Stir-fried water-velveted chicken with an assortment of fresh and dried mushrooms. [Photographs: Shao Z.]

If you've been reading our water-velveting series this week, then you already know that it's an excellent home-cook technique for ensuring that meats stay extremely tender in stir-fries. Unlike the more traditional method that involves cooking the meat in a hot-oil bath, water-velveted meat uses boiling water with just a little but of oil added to it. Otherwise, the velveting process is exactly the same, with the meat first marinated in a mixture of cornstarch, egg white, and seasonings.

Today's recipe features strips of chicken stir-fried with a mixture of fresh and dried mushrooms, along with a sauce made from soy and oyster sauces. The crunchy bite of the rehydrated dried wood ear mushrooms, which you can find in most Asian markets, adds a nice texture to the dish. (They are great in other stir-fries as well and also in these delicious pan-fried vegetable dumplings.) When using oyster sauce, a little goes a long way, so be careful not to pour out too much at once.

Here are the basic steps:

I start by marinating the chicken strips in the velveting mixture (a combination of cornstarch, egg white, rice wine, and seasonings) for 30 minutes.

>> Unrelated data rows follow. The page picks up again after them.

PR #460, opened 2019-09-19
docs(frontmatter): update API docs to describe parsing rules

trieloff:


src/html/parse-frontmatter.js
```diff
@@ -46,6 +46,14 @@ const production = require('../utils/is-production');
  *   arrays are not considered to be frontmatter in this context
  * - The thematic break must be made up of three dashes
  *
+ * For frontmatter blocks at the beginning of the document, the rules are a bit
+ * looser, as there is less risk of confusion:
+ * - There must be the start or end of the document or an empty line (`\n\n`)
```
koraa: This is now redundand (if the FM block is at the start of the document, of course it's at the startof the document)

tripodsan: I agree with @koraa...this paragraph is almost identical to the one above....

PR #466, opened 2019-09-30
Frontmatter error

MarquiseRosier:


src/html/parse-frontmatter.js
```diff
@@ -189,7 +189,7 @@ const findFrontmatter = (mdast, str) => {
           + 'and your horizontal rules have an empty line before AND after them.');
     }
 
-    const txt = str.slice(fst.offEnd, last.offStart);
+    const txt = str.slice(fst.offEnd, last === null ? undefined : last.offStart);
```
trieloff:
```suggestion
    const txt = str.slice(fst.offEnd, !last ? undefined : last.offStart);
```

that may be a bit shorter. I'm not sure if `null === undefined`.

MarquiseRosier:
I'm not going to merge this yet. I found an error in my local tests; and I want to make sure it's not in this pr

PR #473, opened 2019-10-03
fix(parse): fix empty extension case and add tests

kptdobe:
PR for https://github.com/adobe/helix-pipeline/issues/472

Did not find how to do that simply (and user readable) with Ferrum. Back to good old `if`.

Also added tests for uncovered area.

### DIFF
--- a/src/html/parse-markdown.js
+++ b/src/html/parse-markdown.js
@@ -19,7 +19,8 @@ function parseMarkdown(context, action) {
   const body = setdefault(content, 'body', '');
 
   const request = setdefault(context, 'request', {});
-  const extension = setdefault(request, 'extension', 'html');
+  if (!request.extension) request.extension = 'html';
+  const { extension } = request;
 
   action.logger.debug(`Parsing markdown from request body starting with ${body.split('\n')[0]}`);
   content.mdast = unified().use(remark).parse(body);
--- a/test/testParseMarkdown.js
+++ b/test/testParseMarkdown.js
@@ -10,6 +10,7 @@
  * governing permissions and limitations under the License.
  */
 /* eslint-env mocha */
+const assert = require('assert');
 const { Logger } = require('@adobe/helix-shared');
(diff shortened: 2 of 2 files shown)


src/html/parse-markdown.js
```diff
@@ -19,7 +19,8 @@ function parseMarkdown(context, action) {
   const body = setdefault(content, 'body', '');
 
   const request = setdefault(context, 'request', {});
```
trieloff: I'm not sure I like either variant. Both have side effects (modify context.request) that are hidden in the parse-markdown step. Would there be any harm in simply extracting the extension as a local const?

kptdobe: `modify context.request` was already there before. I did not change that part.
Pb is that there is no extension set, thus it has to be set somewhere anyway. And before previous refactoring, it was set in the `make-html` (not better, I agree).

I started to refactor the whole thing (extract those default setters and put them before). And then reverted the changes because all the tests were failing and this was a huge change that would have a big impact. Out of scope for this PR. I would be a topic for another issue. I would fix the current real issue we have here and create a follow up issue for the refactoring.

trieloff: Just a comment in general, your PR is fine to be merged in my eyes.

trieloff: Also, we coerce defaults for secrets using the schema and could do the same for other context values.

tripodsan: I think this is completely at the wrong place. IMO action and context objects should be setup before.

tripodsan:
@kptdobe @trieloff I think this is wrong and I would revert it, and rather fix the code that expects the extension to be not empty.

kptdobe:
As mentioned above, I did not change the existing logic, I just fixed a pure coding issue. As you have seen and since changing this logic is out of scope for the current issue, I created a follow up issue and I have taken the discussion in https://github.com/adobe/helix-pipeline/issues/474.

PR #490, opened 2019-10-16
Added table of contents for easier navigation

MohanSha:
Added table of contents for easier navigation


tripodsan:
thanks. but this looks like an automated task, so marking it invalid.

trieloff:
@MohanSha if you'd like to contribute a script that automatically updates the TOC as part of the documentation build, you are more than welcome. We just don't think that a one-time injection of a TOC will be sustainable after October.

Issue #499, opened 2019-10-21
links with formatting produce 'undefined'


tripodsan:
eg:

```
[<u>**Adobe Illustrator: New Features, Pro Tips and Time-savers – Paul Trani, Principal Worldwide Creative Cloud Evangelist, Adobe**</u>](https://events.rainfocus.com/widget/adobe/am19/sessioncatalogmax?search=s6309)
```

Github produces:

[<u>**Adobe Illustrator: New Features, Pro Tips and Time-savers – Paul Trani, Principal Worldwide Creative Cloud Evangelist, Adobe**</u>](https://events.rainfocus.com/widget/adobe/am19/sessioncatalogmax?search=s6309)

is rendered as:

```
<a href="https://events.rainfocus.com/widget/adobe/am19/sessioncatalogmax?search=s6308"><u>undefined</u></a>
```

tripodsan:
@ramboz  can you have a look? it's a problem of `VDOMTransformer.sanitizeInlineHTML()`.
I added 2 test cases to #501

tripodsan:
closing as won't fix for now.

PR #501, opened 2019-10-22
fix(link): tenative fix for raw elements

tripodsan:
see #499 

This is a partial fix for cases where a _raw_  elements have markdown nodes as children.


src/utils/mdast-to-vdom.js
```diff
@@ -223,7 +224,7 @@ class VDOMTransformer {
             const last = stack.pop();
             let html = '';
             for (let j = last; j <= i; j += 1) {
-              html += node.children[j].html || node.children[j].value;
+              html += node.children[j].html || node.children[j].value || toString(node.children[j]);
```
ramboz: From my understanding, this will strip any html in the children.
What about something like:
```js
if (node.children[j].html || node.children[j].value) {
  html += node.children[j].html || node.children[j].value;
}
else {
  const dom = new JSDOM();
  const doc = dom.window.document;
  const frag = toDOM(doc, node.children[j], { fragment: true });
  html += frag.outerHTML;
}
```

The `sanitize` step in the pipeline would still apply after this if I'm not mistaken, so that should also address possible XSS.

tripodsan: this, this is a tentative fix... I think the sanitize dom just needs to be smarter. I would like to avoid any reparsing of the html.

test/testHTMLFromMarkdown.js
```diff
@@ -482,4 +482,24 @@ describe('Testing Markdown conversion', () => {
       SANITIZE_DOM: true,
     });
   });
+
+  it('formats links correctly', async () => {
+    process.env.__OW_ACTIVATION_ID = '1234';
+    await assertMd(
+      '[<u>**Adobe**</u>](https://www.adobe.com)',
+      '<body><p><a href="https://www.adobe.com"><u><strong>Adobe</strong></u></a></p></body>', {
```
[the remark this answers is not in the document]
trieloff: Ideally, you would recurse into the children of the link, but stripping markup is still better than `undefined`.

tripodsan:
closing as won't fix for now.

PR #2988, opened 2024-07-05
fix: Remove session expiry tracker

spalmurray-codecov:
Removes the SessionExpiryTracker code that requires users to log back in every eight hours. Corresponding PR API side to come, but this can be merged without issue.

We will be replacing this behaviour with something else in a future PR.

Also adds code to clean up old Cookie and localStorage items. To be removed later.

Part of https://github.com/codecov/engineering-team/issues/2025


nicholas-codecov (approved):
Looks all good to me, just one question, what is the expiry value for `COOKIE_SESSION_EXPIRY`? Wondering if we should leave in a clean up for a bit of time to remove the cookie from the users browser.

nicholas-codecov (approved):
LGTM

Then I get the water boiling in the wok, and drizzle a small amount of oil on top.

The chicken takes a quick spin in the boiling water, just long enough to turn the exterior opaque while leaving it still raw inside, about 40 seconds. I drain it and give the chicken a good shake so that it isn't too wet the next time it goes into the wok for stir-frying.

Then I wipe out the wok, and stir-fry the fresh mushrooms in it first until they release their water.

I follow that with the rehydrated wood ear mushrooms, and cook all the mushrooms until their excess water is gone and they're starting to brown. One they're ready I transfer them to a plate.

I add a little more oil to the wok, then stir-fry the chicken next. Working in batches like this with wok stir-fries is important since home burners don't put out enough heat to properly stir-fry all of the ingredients at once.

Then I add the mushrooms back in, toss them to combine, then add the sauce. I keep cooking, tossing and stirring, until the sauce thickens and coats the chicken and mushrooms. Then it's ready to serve.